1) 『問題とは、”理想の状態”と”現実の状態”とのギャップのこと。』

     → (1)理想の状態を書き出し、それを実現できる手段を書き出してみる。
          そして、それを実現できる さらに具体的手段を書き出してみる。




2) 『問題とは、同時に実行できない矛盾に直面して
          妥協を強いられている ”ジレンマ”状態のこと。
   具体的には、
   次の いずれかのトレードオフ問題で 困っていること。
     ①ある有益機能レベルAを上げようとすると 別の有益機能レベルBが下がってしまう。
     ②ある有益機能レベルAを上げようとすると ある有害機能レベルCも上がってしまう。
     ③ある有害機能レベルCを下げようとすると ある有益機能レベルAも下がってしまう。
     ④ある有害機能レベルCを下げようとすると 別の有害機能レベルDが上がってしまう。』

   ※あるトレードオフを解消する策が 別のトレードオフを引き起こし、
     そのトレードオフを解消しようとすると
    また別のトレードオフが起きたり / 元のトレードオフが復活する・・・という
     いわゆる
      ”モグラ叩き” ”鶏が先か卵が先か” ”負の連鎖”
      ”あちら立てれば こちらが立たず” ”にっちもさっちもいかない” 状態が よく起きる。
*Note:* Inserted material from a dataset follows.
PR #6360, opened 2026-06-24
ui: add keyboard shortcuts to flamegraph node actions

LalitMaganti:
While a node's tooltip is showing (hovered or pinned), a single key runs
that node's matching action: Z zoom, F focus, P pivot, S/H show/hide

     → (2) トレードオフ問題解決理論の最高峰 TRIZ(発明問題解決の理論)から
          エッセンスを抽出した USIT(統合的構造化発明思考法) によると、

           * 問題が起きるプロセス(始め~終わり)を、時間を細かく区切って 分析する。
             どのタイミングで、
             どこで、何が有益機能を発揮し / 何が有害機能を発揮するか?を書き表す。
                                ↓
             有益機能を残して / 有害機能をなくすように、
                ・既存のモノや動作を なくす。
                   (有害機能原因を除去。
                    有益機能の発現を妨げてる原因を除去。)
                ・既存のモノや動作を 別のタイミング or/and 場所で投入する。
                   (トレードオフ問題解決策の決定版 ”TRIZ分離原理”に相当。
                    http://ishiirikie.jpn.org/article/832664.html 参照。)
                ・新たに最小限の モノや動作を加える。
                   (有害機能原因を隔離、有害作用を遮断・緩和、有害結果を補償、
                    有害機能原因を除去したことで失われた有益機能を 別途追加。)
             の順番で考えれば良い。



       (3) トレードオフ問題解決理論の もう1つの最高峰である
           TOC(Theory of constraints;制約条件理論)の中に整備されている
          「思考プロセス」手法中の 対立解消図(クラウド)によると、

            * 『aをしたいけど、aをしたくない(bをしたい)。」 という風に、
              同時に実行できなくて困っている ある状態・動作を見つける。
                 例1. 売上機会損失防止のために ”在庫”を増やしたい(a)けど
                     vs 売れ残り損失防止のために ”在庫”を減らしたい(b)。
                例2. 早く目的地へ着くために ”スピード”を上げたい(a)けど
                     vs 事故時被害を小さくするために ”スピード”を落としたい(b)。
                例3. 仕事で給料を増すために ”会社に長くいたい”(a)けど
                     vs 家庭生活を楽しむために ”会社に長くいたくない”(b)。
                例4. 技術課題解決するために ”特許へ時間をかけたくない”(a)けど
                     vs 開発技術を保護するために ”特許に時間をかけたい”(b)。
                               ↓
            * 一見 対立する aとbに、共通目的があるかどうか? を考える。
                (もし 共通目的があれば、
                 必ず 素晴らしい問題解決アイデアがある。)
                               ↓
            * 「共通目的を実現するには Aが必要である。 なぜなら、・・・・・だから。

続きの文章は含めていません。